Yendo suelta, sin más compromiso conmigo misma que aceptar lo que se diera, resultó una fiesta mejor de lo que mi simplona imaginación habría aportado. Fui tan suelta como para poder generar en mi cabeza una crónica que comenzara con un gerundio, apartada totalmente de las reglas que tratan de evitarlo como si fuera el mismísimo mal, o la porquería que era el sexo cuando chicas, y aceptando la posibilidad que en ese instante, y sólo en ése, me daba por yendo, uno de los gerundios más condenados por los editores, entre ellos, claro, el señor, que lo supo ser, y de los duros.
Tan suelta como para no atolondrarme con el punto seguido, y poner un punto y aparte, y pensar que es muy lindo ser reconocida, mirada, mimada, apoyada, franeleada en las tetas, apretada en la pelvis, meneada con la mano en la cintura, besada con pasión y ternura en la mejilla, como se besa a quien se desea en futuro.

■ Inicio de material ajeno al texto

PR #235, opened 2015-04-17
instfiles: init.d/xrdp shouldn't be installed on systemd system

metalefty:
On systemd system, at least CentOS 7, `service foo start` command
works as wrapper of `systemctl start foo`.  However, xrdp installs
init script into /etc/init.d/xrdp.  This script is not necessary
for systemd system, and, what is worse,  if init.d/xrdp exists,
`service xrdp start` works as wrapper to run init.d/xrdp. Maybe
this is inconvinient for many users.

### DIFF
--- a/instfiles/Makefile.am
+++ b/instfiles/Makefile.am
@@ -4,7 +4,6 @@ xrdp.service
 
 SUBDIRS = \
   pam.d \
-  default \
   pulse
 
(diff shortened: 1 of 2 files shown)


jianhuiz:
it seems `default/xrdp` is not needed for systemd as well

metalefty:
I've pushed it. Thanks.

PR #237, opened 2015-04-19
finish for supporting swiss german keyboard

spali:
adds support for swiss german out of the box with the already existing km file.
would be great to merge it into v0.8 and for sure master and/or devel branch.


jsorg71:
Anything more complicated that this should go into devel first for a little testing.
Thanks.

PR #252, opened 2015-06-21
instfiles: merge rc script from FreeBSD

metalefty:
- merge rc script from FreeBSD
- modify Makefile.am to detect OS and install suitable files

### DIFF
--- a/configure.ac
+++ b/configure.ac
@@ -8,6 +8,27 @@ AC_PROG_CC
 AC_C_CONST
 AC_PROG_LIBTOOL
 PKG_PROG_PKG_CONFIG
+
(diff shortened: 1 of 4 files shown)


metalefty:
That's all for merging FreeBSD local patches that I already have.  It is almost working on FreeBSD without any local patches, with TLS enabled.  Hereafter, I'll test each features such as drive redirection, IPv6 support,  etc,

I have to make some modification to `instfiles/Makefiles.am` to support other operating system.  I asked mailing list how many people want to use xrdp on the OS except Linux and FreeBSD.  At this time,  I care about only Linux and FreeBSD.

Issue #196, opened 2014-12-01
Connection fails on first attempt, works on second


jmkekala:
Hi,

I am using Centos 7 with Mate Desktop and I have a similar problem as described here:
https://bugzilla.redhat.com/show_bug.cgi?id=557510

To solve it I added small delay (g_sleep(1000);) to vnc/vnc.c file to lib_mod_connect -function and it works now.

Dunno is this a right way to fix the bug or submit this way but anyways, this one liner helps.

Issue #182, opened 2014-11-05
Xvnc session doesn't launch properly every other time


anthonyagresta:
I am using the Windows mstsc.exe RDP client on Windows 7.
When I try to connect to my Debian box running xrdp using the default "sesman-Xvnc" option, it doesn't seem to start Xvnc properly the first time, or it maybe doesn't wait long enough for the VNC session to start. I get the error pictured here _every other time_ when I try to connect:

![vnc_error_screencap](https://cloud.githubusercontent.com/assets/8355047/4920993/e4c44948-6506-11e4-827f-e42c2f83d771.png)

The first time, it doesn't seem to have the VNC session open in time for xrdp to use it, but the second time I connect using sesman-Xvnc, it seems to reconnect just fine to the existing Xvnc session. Once it connects the second time, everything works great. 
Then, if I disconnect cleanly and go to reconnect, it fails once and then works again.

OS/configuration information: 
Debian 7, i386. (WM/DE customized, running Openbox and lightdm)
xrdp version 0.9.0, built using X11RDP-o-matic against the "master" branch.
Xvnc provided by tightvncserver 1.3.9-6.4 from the Debian repos. (I have also tried TigerVNC 1.3.1 to provide Xvnc, with the same issue)

sesman.ini is default, xrdp.ini has been modified slightly:

```
max_bpp=24
crypt_level=fips
```

Full configs and logfiles here: http://pastebin.com/5N6xggMV

The default sesman-Xvnc worked okay on 0.6.0, but I need the FIPS encryption option that's been added in more recent versions.

Please let me know if any other information would help.

Thanks!

PR #263, opened 2015-07-15
fix timeout when using Xvnc

itamarjp:
Hello, 

for some reason when using Xvnc, its timeout, please take a look in this screenshoot.

https://itamarjp.fedorapeople.org/tmp/Xvnc-timeout.png

alot of people complained about it in redhat bugzilla

After this patch the error stopped, but I don't know if this is the best solution.

what do you think about ?

do you have a better solution ? how about setting up a socket timeout in g_tcp_connect ?

### DIFF
--- a/instfiles/xrdp-sesman.service
+++ b/instfiles/xrdp-sesman.service
@@ -2,6 +2,7 @@
 Description=xrdp session manager
 After=syslog.target network.target
 StopWhenUnneeded=true
+BindTo=xrdp.service
 
 [Service]
 Type=forking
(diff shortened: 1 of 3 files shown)


metalefty:
I think just increasing the default value of `delay_ms` in xrdp.ini can avoid the issue.

neutrinolabs/xrdp#182
neutrinolabs/xrdp#196

itamarjp:
metalefty, this patch looks better than adjusting delay_ms because it will make it works automatically.

metalefty:
:+1:

metalefty:
How would you like to think about automatic delay adjustment again?

itamarjp:
@jsorg71 what do you think about automatic delay ?

metalefty:
This includes other changes. I created #457.

PR #273, opened 2015-08-19
fix wrong handle of commented section in configuration file.

gschwind:
commented section are read as regular section. for instance:
#[section_name]
is read as :
[section_name]

this patch fix this issu and also :
- add few comments
- improve readability

Best regards


jsorg71:
+1

itamarjp:
@jsorg71 if looks good please merge

Issue #232, opened 2015-03-18
Licence issues after legal review for packaging


mirabilos:
Hi,

I’m in the process of preparing experimental packaging of your “devel” branch for Debian (for our organisation’s own use at first, though may be shared with the Debian project itself, and thus goes by the same guidelines), and have found a few licence issues (all relative to commit 5788133c4d119b9a57f8cc77dd22c3e73600bc62):

• several files have no explicit copyright and author notice; I assume they come under the “umbrella” Apache 2 licence from the top-level COPYING file (please confirm)

• some manual pages carry only the author information in the descriptive text but no copyright notice; I assume the same for all of them; authors involved: Simone Fedele, Vincent Bernat (please confirm)

• in several places, you use a licence that starts off *almost* like the Historical Permission Notice and Disclaimer (except it adds an explicit permission to sell, repositions the “without fee” words, and has a redundant reproduction requirement verbatim from the MIT licence and uses the MIT disclaimer except disclaiming liablility by “The Open Group”); this is not a problem, but you *may* with to change “The Open Group” in the disclaimer to “THE AUTHORS OR COPYRIGHT HOLDERS” like in [the original MIT licence](http://opensource.org/licenses/MIT), and possibly switch the main licence body to a standardised version (either [HPND](http://opensource.org/licenses/HPND) or MIT) or at least remove the redundant second paragraph (not a problem, but please consider)

• sesman/tools/sestest.c is under no explicit licence, (c) 2008 Simone Fedele ⇒ we absolutely *cannot* accept the presence of this file in the source tree, unless an explicit licence is added (please contact Simone and ask whether Apache 2 or MIT or so is OK for them)

• common/d3des.{c,h} are proprietary software under no licence, “Copyright (C) 1999 AT&T Laboratories Cambridge.  All Rights Reserved.” and “Copyright (c) 1988,1989,1990,1991,1992 by Richard Outerbridge.” ⇒ we absolutely *cannot* accept the presence of this file in the source tree (please replace by a version under a Free and OSI certified Open Source Software licence; “Public Domain” is *not* OK in most countries of the earth)

• there are several ELF binaries in the tree: tcutils/tcutils and tests/gtcp_proxy/gtcp-proxy (please “git rm” them)

[...]

PR #274, opened 2015-08-26
remove remaining proven DFSG-unfree files

mirabilos:
This should fix all “must fix” items remaining from https://github.com/neutrinolabs/xrdp/issues/232 with:

yosemite.bmp was replaced by a picture I just shot myself.

sestest.c was removed from the repository and Makefile.am – it was never installed anyway.


mirabilos:
So, I removed the sestest.c removal and added, after historic review, GPLv2+ to sestest (and sesadmin which shares its problems), since they were distributed combined with the remaining scp code under that licence.

Do note that GPLv2+ combined with Apache v2 gives GPLv3+ though.

PR #186, opened 2023-10-11
Update server.md - make "K3s Server CLI Help" header a hyper link

jessebot:
Previously, "K3s Server CLI Help" was not a hyperlink, and I think that's because it was prefixed with `#`, which is used for the title of the entire page.

I've changed it to `##` so that it will be header 2, and should show up as a clickable link and on the right hand side table of contents.


brandond:
@dereknola we need to exclude the release notes from spellcheck, or retroactively fix them I guess...

brandond (approved):

dereknola (approved):

PR #188, opened 2023-10-16
Networking content update

manuelbuil:
This PR does the following:
* Removes the option `--flannel-backend=wireguard` (deprecated since 1.24 and removed in 1.26)
* Hides the section "Migrating from `wireguard` or `ipsec` to `wireguard-native`" from the side summary
* Updates warning about dualStack node-ip
* Adds known issue when doing dualStack with IPv6 first
* Removes Multicluster CIDR
* Fixed this error thrown by CI:
```
./docs/release-notes/v1.27.X.md:134: porfile ==> profile
Error: Process completed with exit code 6[5](https://github.com/k3s-io/docs/actions/runs/6532077574/job/17734575997?pr=188#step:5:6).
```

### DIFF
--- a/docs/installation/network-options.md
+++ b/docs/installation/network-options.md
@@ -27,7 +27,6 @@ This page describes K3s network configuration options, including configuration o
  `--flannel-backend=host-gw` | Use IP routes to pod subnets via node IPs. Requires direct layer 2 connectivity between all nodes in the cluster. |
  `--flannel-backend=wireguard-native` | Use WireGuard to encapsulate and encrypt network traffic. May require additional kernel modules. |
  `--flannel-backend=ipsec` | Use strongSwan IPSec via the `swanctl` binary to encrypt network traffic. (Deprecated; will be removed in v1.27.0) |
- `--flannel-backend=wireguard` | Use WireGuard via the `wg` binary to encrypt network traffic. May require additional kernel modules and configuration. (Deprecated; will be removed in v1.26.0) |
  `--flannel-backend=none` | Disable Flannel entirely. |
 
 :::info Version Gate
@@ -36,7 +35,7 @@ K3s no longer includes strongSwan `swanctl` and `charon` binaries starting with 
 
 :::
 
-### Migrating from `wireguard` or `ipsec` to `wireguard-native`
+#### Migrating from `wireguard` or `ipsec` to `wireguard-native`
 
 The legacy `wireguard` backend requires installation of the `wg` tool on the host. This backend will be removed in K3s v1.26, in favor of `wireguard-native` backend, which directly interfaces with the kernel.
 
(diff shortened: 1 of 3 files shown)


rbrtbnfgl:
does the update of yarn.lock file needed?

manuelbuil:
> does the update of yarn.lock file needed?

good catch! And the json is also not needed

rbrtbnfgl (approved):

brandond:
Do we need a Table Of Contents at the top, in addition to the auto-generated one on the side? Could we perhaps just clean up the section titles so that the auto-generated TOC is more usable?

image


A lot of the stuff on this page isn't really related to networking - coredns and traefik for example should probably be covered elsewhere, leaving this page for just actual netpol/flannel/dual-stack/vpn content.

manuelbuil:
> Do we need a Table Of Contents at the top, in addition to the auto-generated one on the side? Could we perhaps just clean up the section titles so that the auto-generated TOC is more usable?
> 
> image
> 
> A lot of the stuff on this page isn't really related to networking - coredns and traefik for example should probably be covered elsewhere, leaving this page for just actual netpol/flannel/servicelb/dual-stack/vpn content, which could be reorganized to be easier to navigate.

My eyes were ignoring the sidebar Table of Contents, that's why I added it :). But now that I see it, I think it is repetitive. Instead I am doing just a regular update of the content.

I will create an issue to reorg our networking content which is confusing. It is covered in two different places and I think that is confusing but it is also not obvious how to divide it

docs/installation/network-options.md
```diff
@@ -163,6 +162,10 @@ Note that you may configure any valid `cluster-cidr` and `service-cidr` values,
 
 If you are using a custom CNI plugin, i.e. a CNI plugin other than Flannel, the additional configuration may be required. Please consult your plugin's dual-stack documentation and verify if network policies can be enabled.
 
+:::caution Known Issue
+When defining cluster-cidr and service-cidr, if the first IPFamily is IPv6, node-ip should be specified if you want the main IP of the pods to be IPv6, otherwise kubelet will always pick IPv4.
```
brandond, line 166:
```suggestion
When defining cluster-cidr and service-cidr with IPv6 as the primary address family, the node-ip of all cluster members should be explicitly set to the node's desired IPv6 address if you want the primary IP of pods to be IPv6. By default, the kubelet will always use IPv4 as the primary address family.
```

docs/networking/networking.md
```diff
@@ -3,7 +3,7 @@ title: "Networking"
 weight: 35
 ---
 
-This page explains how CoreDNS, the Traefik Ingress controller, and Klipper service load balancer work within K3s.
+This page explains how CoreDNS, the Traefik Ingress controller, Network Policy Controller and Klipper service load balancer work within K3s.
```
brandond, line 6: Oxford comma. Also, I think we're not calling stuff Klipper so much any more.
```suggestion
This page explains how CoreDNS, Traefik Ingress controller, Network Policy controller, and ServiceLB load balancer controller work within K3s.
```

brandond (changes requested):

docs/installation/network-options.md
manuelbuil: thanks! Changed your suggestion slightly

docs/networking/networking.md
manuelbuil: thanks!

brandond (approved):

thomasferrandiz (approved):

rbrtbnfgl (approved):

PR #199, opened 2023-11-16
Move Advanced OS preop into requirements

dereknola:
Addresses: https://github.com/k3s-io/docs/issues/195

## Changes:
- Move Additonal OS prep in collapsed sections in the Requirements page
- Add blurb in quickstart linking to requirments page
- Move Iptables workaround fully into Known Issues page


brandond:
Should we do tabs like we do for the different database engines, instead of collapsable sections?

dereknola:
So originall in Docusaurus 2.0, it was not possible to have any kind of linking or anchoring for items inside tabs. Thats why I  was using the details collapse, because then we could still link direct to Raspberry-Pi in several places. However now that https://github.com/facebook/docusaurus/pull/8225 is merged, Docusaurus 2.3 allows using query-strings allows some level of direct linking, so I will try that out.

VestigeJ (approved):
LGTM

brandond (approved):
love it!

PR #209, opened 2023-11-28
Fix installation network-options table

Luigi600:
A small fix that corrects the presentation of the Markdown table, as well as formatting the table.

### DIFF
--- a/docs/installation/network-options.md
+++ b/docs/installation/network-options.md
@@ -19,15 +19,15 @@ This page describes K3s network configuration options, including configuration o
   You must ensure that WireGuard kernel modules are available on every node, both servers and agents, before attempting to use the WireGuard Flannel backend.
 
 
-|  CLI Flag and Value                  | Description                                                                                                                                                           |
-|--------------------------------------|-----------------------------------------------------------------------------------------------------------------------------------------------------------------------|
-| `--flannel-ipv6-masq`                | Apply masquerading rules to IPv6 traffic (default for IPv4). Only applies on dual-stack or IPv6-only clusters. Compatible with any Flannel backend other than `none`. |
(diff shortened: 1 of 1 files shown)


docs/installation/network-options.md
```diff
@@ -19,15 +19,15 @@ This page describes K3s network configuration options, including configuration o
...
+| `--flannel-backend=vxlan`            | Use VXLAN to encapsulate the packets. May require additional kernel modules on Raspberry Pi.                                                                          |
+| `--flannel-backend=host-gw`          | Use IP routes to pod subnets via node IPs. Requires direct layer 2 connectivity between all nodes in the cluster.                                                     |
+| `--flannel-backend=wireguard-native` | Use WireGuard to encapsulate and encrypt network traffic. May require additional kernel modules.                                                                      |
+| `--flannel-backend=ipsec`            | Use strongSwan IPSec via the `swanctl` binary to encrypt network traffic. (Deprecated; will be removed in v1.27.0)                                                    |
+| `--flannel-backend=none`             | Disable Flannel entirely.                                                                                                                                             |
```
brandond, line 30: Thanks for fixing the table formatting - but I don't think that it's necessary to pad these lines out with extra whitespace or hyphens to make the table line up in the raw view. Can you amend this to just fix the markdown?

brandond (changes requested):

docs/installation/network-options.md
Luigi600: Usually, such a formatting is generated when using code formatters such as Prettier. Basically, however, I have oriented myself to the following tables, which are part of the `main` branch:

* [Private Registry, Configs](https://github.com/k3s-io/docs/blob/c5fd3ff/docs/installation/private-registry.md?plain=1#L72-L85)
* [Requirements, "Inbound Rules for K3s Server Nodes" & "CPU and Memory"](https://github.com/k3s-io/docs/blob/c5fd3ff/docs/installation/requirements.md?plain=1#L136-L167)

If a change is nevertheless desirable, I will make it.

PR #211, opened 2023-11-30
Add reference for k3s-ansible repo in Quick-Start

### LINKED ISSUE #210: No reference to `k3s-ansible` repo in documentation
There is no reference to the [k3s-ansible](https://github.com/k3s-io/k3s-ansible) repository in the documentation.

This could be added in the [Quick-Start](https://docs.k3s.io/quick-start) page. This would allow easy bootstrap of multi-node cluster. Since the k3s-ansible repo is already part of the k3s-io system, i don't see how it would be a problem.

LombardiDaniel:
Closes #210 

Added reference for k3s-ansible repo in the [Quick-Start](https://docs.k3s.io/quick-start) section.

Screenshot showing changes on docusaurus:

Screenshot 2023-11-30 at 00 07 43


brandond:
cc @dereknola @cwayne18

dereknola:
I don't think we want to "recommend" the use of the k3s-ansible project. Pushing users to adopt Ansible is not our priority. The K3s docs largely remain about running and configuring K3s standalone. We have mentions of other projects such as K3d, only in the advanced section. Perhaps a better direction would be a section on "K3s ecosystem" projects, pointing things out such as K3d, K3sup, and the k3s-ansible repos.

sidebars.js
```diff
@@ -1,119 +1,119 @@
 module.exports = {
```
dereknola, line 1: Please revert the quotes changes to this file, standard Docusaurous convention is single quotes.

dereknola (changes requested):

LombardiDaniel:
didn't even realize i changed that file, my linter got it without me seeing it. All fixed now!

dereknola (approved):

docs/related-projects/related-projects.md
```diff
@@ -0,0 +1,16 @@
+---
```
brandond, line 1: I think you probably want to add this file to the sidebar list so that it shows up in the left-side TOC?
https://github.com/k3s-io/docs/blob/40e7e029624975cdbd3d5fca2dbb205bc6d0bbbb/sidebars.js#L1

brandond (changes requested):

brandond (approved):

PR #215, opened 2023-12-06
Improve wording of network requirements

wvell:


docs/installation/requirements.md
```diff
@@ -117,7 +117,7 @@ K3s performance depends on the performance of the database. To ensure optimal sp
 
 The K3s server needs port 6443 to be accessible by all nodes.
 
-The nodes need to be able to reach other nodes over UDP port 8472 when Flannel VXLAN is used or over UDP ports 51820 and 51821 (when using IPv6) when Flannel Wireguard backend is used. The node should not listen on any other port. K3s uses reverse tunneling such that the nodes make outbound connections to the server and all kubelet traffic runs through that tunnel. However, if you do not use Flannel and provide your own custom CNI, then the ports needed by Flannel are not needed by K3s.
+The nodes need to be able to reach other nodes over UDP port 8472 when using the Flannel VXLAN backend, and over UDP port 51820 (and 51821 if IPv6 is used) when using the Flannel WireGuard backend. The node should not listen on any other port. K3s uses reverse tunneling such that the nodes make outbound connections to the server and all kubelet traffic runs through that tunnel. However, if you do not use Flannel and provide your own custom CNI, then the ports needed by Flannel are not needed by K3s.
```
brandond, line 120:
```suggestion
The nodes need to be able to reach other nodes over UDP port 8472 when using the Flannel VXLAN backend, or over UDP port 51820 (and 51821 if IPv6 is used) when using the Flannel WireGuard backend. The node should not listen on any other port. K3s uses reverse tunneling such that the nodes make outbound connections to the server and all kubelet traffic runs through that tunnel. However, if you do not use Flannel and provide your own custom CNI, then the ports needed by Flannel are not needed by K3s.
```

brandond (changes requested):
nit - vxlan OR wg ports, not both.

brandond (approved):

dereknola (approved):

PR #216, opened 2023-12-07
Fix `sidebars.js` when accessing from `related-projects`

LombardiDaniel:
Just a fix `sidebars.js` when accessing from `related-projects`, the sidebar wasn't rendering when being accessed from that page.


brandond:
I almost called this out in review, but your screenshot showed that it was present in the sidebar so I figured it was working. Thanks for catching this!

PR #250, opened 2024-03-13
Add docs on wildcard registry

brandond:
Technically this has been supported by containerd for a long time, but we never documented or tested it. Ref:
* https://github.com/containerd/containerd/blob/release/1.7/docs/hosts.md#setup-default-mirror-for-all-registries
  > `Optionally the _default registry host namespace can be used as a fallback, if no other namespace matches.`
* https://github.com/containerd/containerd/blob/release/1.6/docs/cri/registry.md#configure-registry-endpoint
  > `* is configured, and gcr.io is not: endpoints for * + default endpoint https://gcr.io/v2.`

Also adds a mention of the two unsupported K3S_PTP env vars.

### DIFF
--- a/docs/installation/private-registry.md
+++ b/docs/installation/private-registry.md
@@ -130,6 +130,28 @@ The `auth` part consists of either username/password or authentication token:
 
 Below are basic examples of using private registries in different modes:
 
+### Wildcard Support
+
+:::info Version Gate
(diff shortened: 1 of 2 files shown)


briandowns (approved):

VestigeJ (approved):
LGTM

brandond:
Spell check failed on release notes, not from this PR.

Tan suelta como para saber que si pintaba algo tendría que ser express, porque esperaban los chicos en casa con la señora que los cuida, y la señora debía amanecer en su casa, y en mi casa nadie más que los chicos y yo debíamos amanecer; y que entonces sería express en la casa de él o en el antaño visitado albergue transitorio, todo un flash, un deja vu irrepetible que se hubiera convertido en un viaje lisérgico, y que sólo con eso pagaba todos los riesgos.
Tan suelta como para volver sola y no pensar que había perdido nada. Y que si había perdido no importaba, porque como me dijo un amigo respecto al tiempo hace uno años: lo único que se puede hacer con él es perderlo. Y así se me cruzó la loca ida de que más rico que haber ganado es haber perdido mucho: eso habla de las muchas oportunidades que una se generó y que osadamente dijo no donde la mayoría hubiera dicho o dijo sí, y que si perdió mucho es porque mucho la desearon y que el hecho de haber rechazado ofertas lejos de hacerla superflua y pretensiosa la hizo elitista y fina, pero por sobre todas las cosas, sin culpa: sólo de esa manera es posible disfrutar de esos momentos en que una se va de una fiesta empujando pretendientes con una sonrisa en la boca y una carcajada interna, un estado de la felicidad poco compartible, como la mayoría de los estados de la felicidad.
Tan suelta como para volver, verlos dormir (a ella, a él no porque ya es grande y la eventualidad de despertarlo por un placer sólo mío sería motivo de crispación, entorpecimiento de la relación y peor, y muy a mi pesar, dar lugar a un trato símil pareja que descubrí hace poco y me puso enteramente mal), y pensar que después de todo no está tan mal, que la madre se sienta linda y agraciada muy probablemente redunde en un beneficio para ellos, que al verla bien (feliz, podría decirse), se animarían a más, especialmente a molestarla, como a veces molestan muy bien los chicos con su: Mamá, jugamos?; o su Maaa!, venís? Y que después de todo, para ellos, puede ser una aventura quedarse solos, lejos de su madre, como cuando chicos con mis hermanos festejábamos las salidas de mama y papá.
Yendo tan suelta que parezco alegre. Y lo estoy.